Road safety expert Prof Mazharul Hoque stressed the need for a multi-sectorial approach. “According to WHO guidelines we must have a properly equipped lead agency that will coordinate the activities of various government agencies.”

Roads are vital arteries indispensable for social and economic development. But as population and commerce outpace transport infrastructure, our roads -- devoid of proper safety measures -- are turning into death traps. Road traffic crashes are like the constant drip-drip of blood hemorrhaging from the body.

Almost unnoticed, the problem has assumed epidemic proportions. Bangladesh has one of the worst Crash Rates in the world more than 100 deaths per 10,000 registered vehicles (WB/UNESCAP). Although the official figure for road deaths is three to four thousand a year, independent studies by international agencies such as the UK's Department for International Development (DFID) have suggested the actual death toll in Bangladesh could be three times as high. The number of people seriously injured in road crashes is estimated at more than 1,00,000 each year. Around the world, 1.3 million people are killed in road accidents annually, 3500 lives lost per day. As many as 50 million are injured and suffer disability every year. Road traffic injuries are the leading cause of death globally for those between 10 and 24 years of age.

Kevin Watkins, senior fellow at the Centre for Global Economic Governance at Oxford University and a leading United Nations Development expert spelt out the extent of the problem in cold, hard economic terms. Road accidents kill and injure people who are young and productive, said Dr. Watkins, and can mean a one-way ticket to poverty for many families. Apart from the loss of productivity, in some countries more than half of the surgical and trauma beds in hospitals are taken up by road victims.

"Most finance ministers go to bed at night without reflecting properly on the cost to their economies due to road accidents”, he said, adding that the associated costs in many countries are equivalent to up to 4 percent of gross domestic product.

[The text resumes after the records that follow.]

PR #499, opened 2015-10-15
Simplify `verify_key` method in resource

galiat:
- The switch statement returns a proc, only to `.call` it. Remove the call statement and run the code directly in the switch statement.
- Remove rescue block in `:integer` case. The method will rescue appropriately without it.
- Rather than `return key if nil` just return

This also removes rspec warnings (x3):
warning: shadowing outer local variable - key 
warning: shadowing outer local variable - context

### DIFF
--- a/lib/jsonapi/resource.rb
+++ b/lib/jsonapi/resource.rb
@@ -554,40 +554,28 @@ module JSONAPI
 
       def verify_key(key, context = nil)
         key_type = resource_key_type
-        verification_proc = case key_type
 
+        case key_type
         when :integer
-          -> (key, context) {
-            begin
-              return key if key.nil?
-              Integer(key)
-            rescue
-              raise JSONAPI::Exceptions::InvalidFieldValue.new(:id, key)
-            end
-          }
+          return if key.nil?
+          Integer(key)
         when :string
-          -> (key, context) {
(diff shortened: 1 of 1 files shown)


lib/jsonapi/resource.rb
```diff
@@ -554,40 +554,28 @@ def resource_key_type
...
-              raise JSONAPI::Exceptions::InvalidFieldValue.new(:id, key)
-            end
-          }
+          return if key.nil?
+          if key.to_s.match(/^[0-9a-fA-F]{8}-[0-9a-fA-F]{4}-[0-9a-fA-F]{4}-[0-9a-fA-F]{4}-[0-9a-fA-F]{12}$/)
+            key
+          else
+            raise JSONAPI::Exceptions::InvalidFieldValue.new(:id, key)
+          end
         else
```
galiat, line 576: @adamworrall Would you expect that `key` should be a proc if we end up in this `else` block? Based on the old code, and the tests, I suspect so, since you were calling `.call` on the result of the switch statement.

Did you consider adding another `when` block for the case that key_type is a proc? It would be more clear and free up the else block for error handling.

lgebhardt:
@galiat Thanks! That does clean things up.

PR #606, opened 2016-02-05
Add gem version badge to README

reidab:


lgebhardt:
@reidab Good idea, thanks!

PR #609, opened 2016-02-11
Rails 5 compat: use version-relevant param parser

olleolleolle:
Many users have suggested this fix, but this PR is against the `beta` branch.

### DIFF
--- a/lib/jsonapi/mime_types.rb
+++ b/lib/jsonapi/mime_types.rb
@@ -4,7 +4,9 @@ end
 
 Mime::Type.register JSONAPI::MEDIA_TYPE, :api_json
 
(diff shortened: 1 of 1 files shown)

Apart from saving lives, investment in safer roads can be repaid five to ten times over because of the reduction in health care and other related costs, John Dawson, chairman of the International Road Assessment Program (iRAP) told the conference.

"We don't need serious money to make roads safe," said Dawson, adding 3.5 million kilometers (2.17 million miles) of the world's roads are considered dangerous. “What is needed is awareness and political will to make the right decisions.”

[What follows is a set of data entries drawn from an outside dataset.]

PR #615, opened 2016-02-15
Make offset and paged paginators links consistent

coryodaniel:
Per the pagination spec (http://jsonapi.org/format/#fetching-pagination)
previous links should be 'prev'.  It was done this way in the paged
paginator but not the offset.

I left the original key name in there for backwards compat and updated the tests to expect an additional key. LMK if you want me to add a deprecation message and notes around the tests where the link count has changed.

### DIFF
--- a/lib/jsonapi/paginator.rb
+++ b/lib/jsonapi/paginator.rb
@@ -58,10 +58,12 @@ class OffsetPaginator < JSONAPI::Paginator
 
       previous_offset = 0 if previous_offset < 0
 
-      links_page_params['previous'] = {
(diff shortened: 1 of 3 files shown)


lgebhardt:
@coryodaniel Thanks. I think we should just remove support for `previous` and stick with `prev` to stay compliant with the spec. No sense preserving an incompatible (with the spec) way of working. This will go into a beta release and I'll call out the change in the release notes.

coryodaniel:
Updated the PR tests and class to not include 'previous'

lgebhardt:
@coryodaniel Thanks!

PR #616, opened 2016-02-15
Add create_operations_processor override example

cball:
I struggled a bit finding where to override this (thanks @barelyknown for pointing me in the right direction). I'm not sure if this section belongs here or below after ResourceControllers are introduced, but thought it would be a good addition to the README.


lgebhardt:
@cball Thanks!

PR #624, opened 2016-02-19
Allow Hash values for filter params

reidab:
e.g. `?filter[search][name]=fred&filter[search][facet]=orange`

Rails handles this nicely ,but JR was blowing up up when trying to CSV-parse the Hash prior to filter validation.


lgebhardt:
@reidab Thanks!

PR #632, opened 2016-02-24
Flatten and check exception class whitelisting with a method

vijoc:
I just spent an embarrassingly long time chasing down the reason why my exceptions were not passed through, after adding them to the configuration as `config.exception_class_whitelist << [MyError]`. This, of course, caused a nested Array to be stored and the checks failed to account for that.

This PR extracts the exception class whitelist checking to a new method and adds a `flatten` to the chain to avoid just these kinds of situations.


lgebhardt:
@vijoc Thanks!

PR #637, opened 2016-02-26
fix resource identifier objects

acid:
According to
http://jsonapi.org/format/#document-resource-identifier-objects
rescource identifier objects can contain an additional meta attribute.
This fix adds supports for the full specification.

### DIFF
--- a/lib/jsonapi/request_parser.rb
+++ b/lib/jsonapi/request_parser.rb
@@ -381,22 +381,20 @@ module JSONAPI
 
     def parse_to_one_links_object(raw)
       if raw.nil?
-        return {
-          type: nil,
-          id: nil
-        }
+        return link_object_hash(nil, nil)
       end
 
-      if !raw.is_a?(Hash) || raw.is_a?(ActionController::Parameters)) ||
-        (raw.length != 2 && !raw.key?('meta')) || !(raw.key?('type') && raw.key?('id'))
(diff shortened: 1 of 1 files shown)


lib/jsonapi/request.rb
```diff
@@ -382,13 +382,14 @@ def parse_to_one_links_object(raw)
...
-      if !raw.is_a?(Hash) || raw.length != 2 || !(raw.key?('type') && raw.key?('id'))
+      if !raw.is_a?(Hash) || (raw.length != 2 && !raw.key?('meta')) || !(raw.key?('type') && raw.key?('id'))
         fail JSONAPI::Exceptions::InvalidLinksObject.new
       end
 
       {
         type: unformat_key(raw['type']).to_s,
-        id: raw['id']
+        id: raw['id'],
+        meta: raw['meta']
```
beauby: This does add a (possibly `nil`) meta attribute to each resource identifier object, right?
Maybe the following would make more sense:

``` ruby
hash = {
  type: unformat_key(raw['type']).to_s,
  id: raw['id']
}

hash[:meta] = raw[:meta] if raw.key?(:meta)

hash
```

acid: I like that, thanks! :)

lgebhardt:
@acid Looks like the meta will get dropped in `parse_to_many_links_object`, though I haven't tested it.

acid:
@lgebhardt you're right. Fixed it, thanks!

PR #640, opened 2016-02-29
[Fixes #289] Add 'Location' header if single resource created

### LINKED ISSUE #289: Add location to response?
Right now this unit test doesn't pass:

```
      it "returns 201 with corresponding location" do
        request.env['CONTENT_TYPE'] = 'application/vnd.api+json'
        post :create, valid_attributes, valid_session
        expect(response.status).to eq(201)
        expect(response_body['data']['links']['self']).to eq(v1_concept_url(Concept.last)) # this passes
        expect(response.location).to eq(v1_concept_url(Concept.last)) # not this
      end
```

It would appear the response location header is not set?

```
     Failure/Error: expect(response.location).to eq(v1_concept_url(Concept.last))

       expected: "http://test.host/v1/concepts/730"
            got: nil

       (compared using ==)
```

The JSONAPI spec [does seem to require it](http://jsonapi.org/format/#crud-creating-responses-201), though.

vrybas:
Adds `Location` response header, equal to `self` link, if user
successfully creates single resource. If multiple resources are created,
the `Location` header stays `nil`.

Fixes issue https://github.com/cerebris/jsonapi-resources/issues/289

From specification:

> **201 Created**
> ...
> The response SHOULD include a Location header identifying the location
> of the newly created resource.
> ...
> If the resource object returned by the response contains a self key in
> its links member and a Location header is provided, the value of the
> self member MUST match the value of the Location header.

http://jsonapi.org/format/#crud-creating-responses-201

### DIFF
--- a/lib/jsonapi/acts_as_resource_controller.rb
+++ b/lib/jsonapi/acts_as_resource_controller.rb
@@ -152,7 +152,17 @@ module JSONAPI
 
     def render_results(operation_results)
       response_doc = create_response_document(operation_results)
-      render status: response_doc.status, json: response_doc.contents
+
+      render_options = {
+        status: response_doc.status,
+        json:   response_doc.contents
+      }
+
+      render_options[:location] = response_doc.contents[:data]["links"][:self] if (
+        response_doc.status == :created && response_doc.contents[:data].class != Array
+      )
+
+      render(render_options)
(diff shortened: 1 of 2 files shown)


lgebhardt:
@vrybas Thanks!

Stars such as Michael Schumacher and Andrei Arshavin expressed their support for the Decade of Action. During the Decade the international community should invest in a $300 million action plan to catalyse traffic injury prevention and re-focus national road safety policies and budgets, said experts.

In her speech, Michelle Yeoh evoked the image of enduring heroism. “I jump out of burning buildings with James Bond,” the star of Tomorrow Never Dies and Crouching Tiger, Hidden Dragon told ministers. “I pretend to save lives. But today you have a real opportunity to be heroes. By acting now, you can save millions of lives over the next decade.”

The Ministerial Meeting adopted the 'Moscow Declaration' on the final day, calling for a firm and substantial global commitment to curb what is not only a humanitarian emergency, but also a sustainable development problem. The overall message coming out of Moscow was clear: official inattention toward road accidents should be ended, that the public and private sectors should commit funds to fight them, that developing countries should do far more to acknowledge the problem, and that making roads safe won't break the bank. With political will, public awareness and proper remedial tools, we can avert the carnage.

In a closing speech to the Ministerial, UK Transport Minister Paul Clark said that even during the two days of the summit more than 7000 people had died on the roads. “This cannot be right. This can and must be prevented”, he said. “We must go from here determined to make a difference. We are the people to act. And this is the time for action”.

Road safety experts and activists will be hoping that the Moscow Ministerial will kick start a decade of determined action on road safety. According to John Dawson, “People will look back at Moscow, and think: this is where it all began!”